■ ACTIVITY ■
Once you find the line with "PR #5400, opened 2026-08-19" in the data that follows, repeat it and every line after it exactly, through the line with "Adds a graph-store".

■ RAW DATA ■
======
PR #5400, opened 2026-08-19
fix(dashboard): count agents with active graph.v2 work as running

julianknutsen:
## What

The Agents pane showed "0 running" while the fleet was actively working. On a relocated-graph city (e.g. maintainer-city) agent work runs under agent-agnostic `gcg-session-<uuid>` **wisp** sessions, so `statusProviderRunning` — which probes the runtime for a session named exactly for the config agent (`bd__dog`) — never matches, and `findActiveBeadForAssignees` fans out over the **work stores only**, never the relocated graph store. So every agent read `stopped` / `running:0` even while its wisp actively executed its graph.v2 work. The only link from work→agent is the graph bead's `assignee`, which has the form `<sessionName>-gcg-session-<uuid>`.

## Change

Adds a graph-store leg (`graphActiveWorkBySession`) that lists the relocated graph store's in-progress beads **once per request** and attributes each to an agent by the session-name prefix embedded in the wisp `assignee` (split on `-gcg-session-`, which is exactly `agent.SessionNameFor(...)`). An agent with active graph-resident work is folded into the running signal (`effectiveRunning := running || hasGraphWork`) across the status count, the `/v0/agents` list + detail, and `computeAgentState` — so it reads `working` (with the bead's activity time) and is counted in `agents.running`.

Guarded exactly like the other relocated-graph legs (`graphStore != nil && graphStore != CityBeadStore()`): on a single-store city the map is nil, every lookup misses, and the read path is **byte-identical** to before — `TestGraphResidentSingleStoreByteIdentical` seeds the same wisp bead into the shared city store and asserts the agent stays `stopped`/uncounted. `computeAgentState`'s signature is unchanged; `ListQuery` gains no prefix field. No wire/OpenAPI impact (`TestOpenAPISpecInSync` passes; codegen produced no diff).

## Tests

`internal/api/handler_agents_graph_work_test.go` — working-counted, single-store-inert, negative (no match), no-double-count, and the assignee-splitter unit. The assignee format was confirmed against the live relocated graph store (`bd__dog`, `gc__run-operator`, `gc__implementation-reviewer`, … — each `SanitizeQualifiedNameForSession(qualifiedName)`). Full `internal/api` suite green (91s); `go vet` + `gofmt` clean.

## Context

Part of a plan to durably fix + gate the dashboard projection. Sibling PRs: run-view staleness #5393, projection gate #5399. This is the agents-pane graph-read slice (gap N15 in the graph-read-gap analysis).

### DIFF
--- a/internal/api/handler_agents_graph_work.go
======
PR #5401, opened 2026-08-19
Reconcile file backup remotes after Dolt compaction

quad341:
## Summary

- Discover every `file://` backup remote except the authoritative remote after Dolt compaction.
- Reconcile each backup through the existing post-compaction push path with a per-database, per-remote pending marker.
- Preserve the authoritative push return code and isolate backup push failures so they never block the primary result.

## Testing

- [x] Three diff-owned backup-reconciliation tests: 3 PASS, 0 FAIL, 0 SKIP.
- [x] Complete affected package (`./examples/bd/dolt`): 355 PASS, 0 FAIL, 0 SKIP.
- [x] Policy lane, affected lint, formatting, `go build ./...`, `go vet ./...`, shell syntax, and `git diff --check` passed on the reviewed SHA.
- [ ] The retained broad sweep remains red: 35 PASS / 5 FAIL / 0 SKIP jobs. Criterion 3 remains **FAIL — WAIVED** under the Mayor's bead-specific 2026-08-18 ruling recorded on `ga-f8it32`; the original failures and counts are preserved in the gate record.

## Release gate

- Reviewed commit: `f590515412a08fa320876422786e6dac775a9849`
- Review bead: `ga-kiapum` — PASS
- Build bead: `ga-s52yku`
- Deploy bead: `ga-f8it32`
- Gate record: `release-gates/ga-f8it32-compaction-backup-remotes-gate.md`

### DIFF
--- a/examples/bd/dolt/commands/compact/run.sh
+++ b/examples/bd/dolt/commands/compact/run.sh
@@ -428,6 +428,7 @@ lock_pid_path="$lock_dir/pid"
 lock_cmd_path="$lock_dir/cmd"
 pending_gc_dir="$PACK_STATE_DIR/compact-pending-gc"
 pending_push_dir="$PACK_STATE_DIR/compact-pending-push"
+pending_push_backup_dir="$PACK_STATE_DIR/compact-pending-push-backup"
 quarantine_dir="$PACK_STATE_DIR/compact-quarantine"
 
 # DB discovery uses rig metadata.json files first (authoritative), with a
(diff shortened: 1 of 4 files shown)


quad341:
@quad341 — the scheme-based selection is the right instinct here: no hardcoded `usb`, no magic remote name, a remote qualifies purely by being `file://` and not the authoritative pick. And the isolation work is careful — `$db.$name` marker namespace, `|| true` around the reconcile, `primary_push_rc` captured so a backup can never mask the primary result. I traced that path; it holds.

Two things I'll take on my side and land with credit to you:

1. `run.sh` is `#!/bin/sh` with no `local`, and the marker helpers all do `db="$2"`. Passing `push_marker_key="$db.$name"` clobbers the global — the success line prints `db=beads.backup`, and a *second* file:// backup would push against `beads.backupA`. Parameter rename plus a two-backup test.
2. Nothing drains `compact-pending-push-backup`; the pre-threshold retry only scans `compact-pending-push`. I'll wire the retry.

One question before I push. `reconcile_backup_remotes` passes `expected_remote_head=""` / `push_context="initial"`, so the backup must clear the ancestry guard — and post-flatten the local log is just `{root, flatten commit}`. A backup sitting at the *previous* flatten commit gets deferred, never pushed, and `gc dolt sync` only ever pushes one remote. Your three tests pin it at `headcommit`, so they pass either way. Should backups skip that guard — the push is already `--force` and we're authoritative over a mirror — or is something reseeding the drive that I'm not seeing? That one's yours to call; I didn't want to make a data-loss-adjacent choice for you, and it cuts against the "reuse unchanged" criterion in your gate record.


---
======
■ ANSWER TO THIS EXERCISE ■
PR #5400, opened 2026-08-19
fix(dashboard): count agents with active graph.v2 work as running

julianknutsen:
## What

The Agents pane showed "0 running" while the fleet was actively working. On a relocated-graph city (e.g. maintainer-city) agent work runs under agent-agnostic `gcg-session-<uuid>` **wisp** sessions, so `statusProviderRunning` — which probes the runtime for a session named exactly for the config agent (`bd__dog`) — never matches, and `findActiveBeadForAssignees` fans out over the **work stores only**, never the relocated graph store. So every agent read `stopped` / `running:0` even while its wisp actively executed its graph.v2 work. The only link from work→agent is the graph bead's `assignee`, which has the form `<sessionName>-gcg-session-<uuid>`.

## Change

Adds a graph-store leg (`graphActiveWorkBySession`) that lists the relocated graph store's in-progress beads **once per request** and attributes each to an agent by the session-name prefix embedded in the wisp `assignee` (split on `-gcg-session-`, which is exactly `agent.SessionNameFor(...)`). An agent with active graph-resident work is folded into the running signal (`effectiveRunning := running || hasGraphWork`) across the status count, the `/v0/agents` list + detail, and `computeAgentState` — so it reads `working` (with the bead's activity time) and is counted in `agents.running`.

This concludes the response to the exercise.